I quattro Paesi Basic chiedono che il documento di Parigi non alteri quanto già deciso nel 1992 e confermato nel 2010 a Copenaghen: la differenziazione delle responsabilità tra i Paesi industrializzati e quelli in via di sviluppo. Prakash Javadekar, ministro dell’Ambiente indiano, ha dichiarato: “Questo principio non deve essere in alcun modo diluito. Ogni azione dei Paesi in via di sviluppo dipende dai finanziamenti e dal sostegno tecnologico del mondo sviluppato. Quelli che hanno dovrebbero dare a coloro che non hanno. È semplice logica”. Già il premier indiano Modi, in visita a Parigi l’1 dicembre scorso, aveva sottolineato il fatto che l’India ha ancora bisogno di energia convenzionale (come il carbone) e che non può “permettersi il lusso” di non utilizzarla più.

Xie Zhenhua, rappresentante di Pechino, ha rincarato la dose rifiutando la proposta degli Stati Uniti di un sistema di controlli dei fondi dedicati al clima da applicare a tutti i Paesi. Inoltre, ha aggiunto Xie, le donazioni per l’ambiente dei Paesi in via di sviluppo devono essere versati solo su base volontaria.

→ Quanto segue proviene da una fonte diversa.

PR #955, opened 2023-09-08
Infisical Radar - ignore false positives

ragnarbull:
# Description 📣

User can flag leaked secrets on the frontend & notifications won't go out. Works for secrets with the same SHA3-512 hash in the repo. Checks .infisicalignore file and flags all fingerprints as false positives and persists them. Works for both the historical scan and new commits and displays the value on the secret scanning table. Added some filters on the frontend, the ability to download the secret scanning log table as a .csv file, and sorting of the date found. NB. removed two values from GitRisk schema (isFalsePositive and isResolved) as it is easier to use enum of GitRisk.RiskStatus.

Improvements needed:

- Fix unnecessary updating of .infisicalignore file on pushes (need to check if the risk status is already flagged as a false positive)
- UI needs work but is the start of a dashboard
- Add improvements to documentation incl. setup for self-hosting
- add instances of // infisical-scan:ignore as false positives 
- SHA3-512 hash is not exposed on the frontend but it could be if desired and included in the .csv download
- Append the hash to the fingerprint for more efficient lookups (ie. avoid need to query db)
- Break out some code for the historical and new push scans into helpers

## Type ✨

- [ ] Bug fix
- [X] New feature
- [ ] Breaking change
- [ ] Documentation

# Tests 🛠️

Tested locally. Likely to be conflicts with risk status from // infisical-scan:ignore comment, .infisicalignore file, cloud secret scanning table etc


backend/src/queues/secret-scanning/githubScanFullRepository.ts
```diff
@@ -22,26 +24,77 @@ type TScanPushEventQueueDetails = {
...
-      }).lean()
+
+      // Create a SHA3-512 hash of the secret & immediately clear the plaintext secret from memory
+      // Used in push events to collate all SHA-3 hashes of the secret in the same repo's file (prevents case where the secret moves)
+      // Also useful to append to the fingerprint (eventually) & for user audit secret scanning log table .csv download
+      let secret = finding.Secret;
+      const sha512Hash = createHash("sha3-512");
+      sha512Hash.update(secret);
+      const hashResult = sha512Hash.digest("hex");
+      secret = "";
```
maidul98, line 52: I don't think this is necessary because garbage collection should take care of it

ragnarbull: You're right - only added this to ensure the secret is overridden as soon as it's not needed.

maidul98:
I love the filters, maybe you can look into how audit logs page is styled and copy some styles from there into the scanning page

ragnarbull:
> I love the filters, maybe you can look into how audit logs page is styled and copy some styles from there into the scanning page

Thanks! I've made them a bit better. Tried to use the form control from the audit logs but I couldn't get it the same due to how I'm doing the filtering. Everything else is fixed for now.

maidul98 (changes requested):

backend/src/queues/secret-scanning/githubScanFullRepository.ts
```diff
@@ -22,26 +24,77 @@ type TScanPushEventQueueDetails = {
...
+      const updateOperation = {
+        updateOne: {
+          filter: { fingerprint: finding.Fingerprint },
+          update: {
+            ...convertKeysToLowercase(finding),
+            installationId: installationId,
+            organization: organizationId,
+            repositoryFullName: repository.fullName,
+            repositoryId: repository.id,
+            hashedSecret: hashResult,
```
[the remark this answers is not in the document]
ragnarbull: @dangtony98 do you have some thoughts on this? I've used SHA3-512 here. The idea of putting the secret hash in is to more efficiently look through the repo and eventually search other repos for that secret. GitGuardian for example returns a 64 char base64 string ("secret_hash") when you download their .csv table. It's currently not exposed on frontend but maybe with RBAC an admin could get the table with the hashes?

backend/src/queues/secret-scanning/githubScanPushEvent.ts
```diff
@@ -51,40 +58,118 @@ githubPushEventSecretScan.process(async (job: Job, done: Queue.DoneCallback) =>
...
-
+          const fingerPrintWithCommitId = `${commit.id}:${filepath}:${finding.RuleID}:${finding.StartLine}`;
+          const fingerPrintWithoutCommitId = `${filepath}:${finding.RuleID}:${finding.StartLine}`;
+
+          // Create a SHA3-512 hash of the secret & immediately clear the secret from memory
+          let secret = finding.Secret;
+          const sha512Hash = createHash("sha3-512");
+          sha512Hash.update(secret);
+          const hashResult = sha512Hash.digest("hex");
+          secret = "";
```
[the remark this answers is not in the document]
ragnarbull: Taken out the set to empty str but  left the hashing

akhilmhdh:
@maidul98 @ragnarbull can you change the API calls for secret scanning from the old API client to the new one inside `hooks/api` which  uses react query. 

The one secret scanning uses is depreciated we are planning to remove it

ragnarbull:
> @maidul98 @ragnarbull can you change the API calls for secret scanning from the old API client to the new one inside `hooks/api` which uses react query.
> 
> The one secret scanning uses is depreciated we are planning to remove it

Thanks @akhilmhdh ! I've replaced with the new client and deprecated the old one.

backend/src/queues/secret-scanning/githubScanFullRepository.ts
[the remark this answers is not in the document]
maidul98: I think we can use Blind indexing here so that the secret is encrypted, but we can still query for it. We use blind indexing to encrypt secret names and then query for them later https://github.com/Infisical/infisical/blob/c3696bdbbc06e5bc13c78cc9fe19d321d6092f65/backend/src/services/SecretService.ts#L82

@dangtony98 can you confirm?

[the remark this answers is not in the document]
maidul98: Spoke to Tony, he also agrees that blind indexing should be added for this. You will likely have to create another table in the db to store these blind index details (we have one for secrets). Feel free to ask Tony about the specifics if you need help

ragnarbull (commented):
Added blind indexes for Git secrets instead of storing SHA3-512 hashes

ragnarbull (commented):
All changes should be addressed

backend/src/ee/models/gitRisks.ts
```diff
@@ -26,15 +29,12 @@ export type GitRisks = {
   ruleID: string;
   fingerprint: string;
   fingerPrintWithoutCommitId: string
-
-  isFalsePositive: boolean; // New field for marking risks as false positives
-  isResolved: boolean; // New field for marking risks as resolved
   riskOwner: string | null; // New field for setting a risk owner (nullable string)
```
maidul98, line 32: I see you added a new field but it isn't being used anywhere?

backend/src/helpers/secretScanning.ts
```diff
@@ -0,0 +1,437 @@
...
+ * for the GitHub organization's ID [organizationId].
+ * @param {Object} obj - The input parameters for creating Git secret blind index data.
+ * @param {String} obj.organizationId - GitHub organization's ID for Infisical Radar.
+ * @returns {Promise<string>} - A Promise that resolves to the generated Git secret blind index salt for the organization.
+ */
+export const createGitSecretBlindIndexDataHelper = async ({
+  organizationId
+}: CreateGitSecretBlindIndexDataParams): Promise<string> => { 
+  // initialize random blind index salt for the organization
+  const randomBytesPromisified = promisify(randomBytes);
```
maidul98, line 165: what is promisify and why do we need it? I don't see any instances were we were using it before

backend/src/helpers/secretScanning.ts
```diff
@@ -0,0 +1,437 @@
...
+ */
+export const createGitSecretsHelper = async ({
+  gitSecrets,
+  gitSecretBlindIndexes,
+  organizationId,
+  salt,
+  status
+}: CreateGitSecretsParams): Promise<string[]> => {
+
+  const gitSecretsArray = Array.isArray(gitSecrets) ? gitSecrets : Array.from(gitSecrets); // change from set to array for the push event
```
maidul98, line 265: Will `gitSecrets` be something other than an array?

backend/src/helpers/secretScanning.ts
```diff
@@ -0,0 +1,437 @@
...
+  const encryptedGitSecrets = await encryptGitSecretsHelper({ gitSecrets: gitSecretsArray }); // returns only unique values
+
+  const blindIndexesToInsert = new Set<string>(); // same indexing as the encryptedGitSecrets
+  const allBlindIndexes: string[] = [];
+
+  if (!gitSecretBlindIndexes || (Array.isArray(gitSecretBlindIndexes) && gitSecretBlindIndexes.length === 0)) {
```
maidul98, line 271: same for this, will this be something other than an array at some point?

backend/src/ee/models/gitRisks.ts
ragnarbull: This is old - before I worked on it. I removed it to use the specific risk statuses

backend/src/helpers/secretScanning.ts
ragnarbull: yeah it will either be an array or a set depending on whether it's coming from the full repo scan or the push. The reason is because in the push we need to create the blind index on the fly and so we can just pass the unique Git secrets. the full repo scan needs to still create the blind indexes, only add the unique ones to the GitSecret schema but add all of them against the corresponding GitRisks

maidul98: why don't we convert the set to an array before it gets passed to this function? That way the parameters stay consistent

Le dichiarazioni del “blocco Basic” rischiano però di ridurre al minimo le responsabilità dei Paesi più inquinanti. In questi giorni la capitale cinese è sotto una spessa coltre di smog, con particolaro di 317 µg/cm3. Per la prima volta nella storia, Pechino ha dichiarato “allarme rosso” per l’inquinamento. Le autorità hanno ridotto le attività industriali, vietato l’utilizzo delle automobili private, ordinato la chiusura delle scuole primarie e secondarie, proibito attività all’aperto per college e università. Un sondaggio del Pew Research Center svela che, nonostante la drammatica situazione di Pechino, solo il 18% dei cinesi considera importante il tema del cambiamento climatico discusso al COP21.

In compenso, in questi giorni a Delhi (India) il livello di particelle pericolose (Pm2.5) nell’aria ha toccato i 500 µg/cm3, ma lì non è scattato nemmeno l’allarme. Secondo l’Organizzazione Mondiale della sanità (Oms) il limite delle Pm2.5 non dannoso per la salute è di 25 µg/cm3.